Charles Townes, 99, inventor of laser, dies
BERKELEY, Calif. - Charles Townes, professor emeritus of physics at the University of California, Berkeley who shared the 1964 Nobel Prize in Physics for his invention of the laser died Tuesday, according to Berkeley's website.
Townes, 99, had been in failing health and passed away en route to the hospital.
"The passing away of Professor Charles Townes today marks the end of an era," said astrophysicist Reinhard Genzel, a colleague and professor of physics at UC Berkeley. "He was one of the most important experimental physicists of the last century."
In 1951, Townes was seated on a park bench in Washington, D.C. when he thought up the solution to the problem of how to create a beam of pure short-wavelength, high-frequency light. Later in 1954, he built a device that stimulated molecules to emit microwaves in a coherent burst and called it a maser, for microwave amplification by stimulated emission of radiation.
In 1958, he and brother-in-law, and future Nobel Prize winner, Arthur Schawlow came up with the idea of doing the same with an optical light, but this time using mirrors at the ends of a gas tube for light amplification, which he called an "optical maser." Townes kept the patent on the maser, while Bell Labs patented the laser. Townes was appointed as director of research for the U.S. government's Institute of Defense Analysis in 1959. Meanwhile, scientist Theodore Maiman demonstrated the first laser - light amplification by stimulated emission of radiation - in 1960.

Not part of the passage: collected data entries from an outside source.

PR #651, opened 2021-02-22
fix(clock): show locale-formatted time

rchl:
This makes clock directive use time formatting from the currently loaded
locale. Also refactored it to be a bit cleaner.

Also fallback to locale date for HEADER.DATE/DATETIME. But since the
example config has formatting explicitly defined, this will probably
have no effect on existing configurations.

### DIFF
--- a/scripts/directives/clock.js
+++ b/scripts/directives/clock.js
@@ -1,51 +1,33 @@
-import { leadZero } from '../globals/utils';
-
 /**
  * @ngInject
  *
  * @type {angular.IDirectiveFactory}
+ * @param {angular.IFilterService} $filter
  */
-export default function ($interval) {
+export default function ($filter) {
    return {
-      restrict: 'AE',
-      replace: true,
-      link: function ($scope, $el, attrs) {
-         const $m = document.createElement('div');
-         const $h = document.createElement('div');
-         const $colon = document.createElement('div');
-         const $postfix = document.createElement('div');
-
-         $m.classList.add('clock--m');
-         $h.classList.add('clock--h');
-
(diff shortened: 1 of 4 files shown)


scripts/directives/clock.js
```diff
@@ -1,52 +1,34 @@
...
-         $colon.textContent = ':';
+      restrict: 'E',
+      template: `
+         <div class="clock--h">{{ hour }}</div
+         ><div class="clock--colon">:</div
+         ><div class="clock--m">{{ minute }}</div
+         ><div class="clock--postfix">{{ postfix }}</div>
+      `,
+      link ($scope, $el, attrs) {
+         const children = $el.children();
```
alphasixtyfive, line 17: I'm wondering if there is a better to address specific children rather than by index. Might be a terrible idea, but how about using `querySelector` picking exact  class name?

rchl: Yeah, I didn't like that too much either.

jQuery would allow to use css selector to find an element (`find('.clock--hr')`) while jqLite that angular includes don't support css selectors. So this is the best way I could find.

rchl:
BTW. When merging, I prefer to use "Squash and merge" as that doesn't introduce unnecessary merge commits and cleans up the branch.

scripts/directives/clock.js
rchl: > I'm wondering if there is a better to address specific children rather than by index. Might be a terrible idea, but how about using `querySelector` picking exact class name?

Not a terrible idea and I can go with that

alphasixtyfive:
Thank you!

Townes shared the Nobel Prize in Physics for his invention in 1964, sharing it with Russian scientists Aleksandr M. Prokhorov and Nicolai G. Basov, who independently developed their idea for a maser.
The laser eventually became ubiquitous with applications in fields ranging from medicine to astronomy. Townes, years later moving his interests to this field used lasers to develop a way of looking at infrared heat in outer space that led to the discovery of the first evidence of a black hole in the center of the Milky Way galaxy in 1985.
Townes is survived by his wife, Frances Hildreth Townes; daughters Holly Townes, Linda Rosenwein, Ellen Townes-Anderson and Carla Kessler; six grandchildren and two great grandchildren.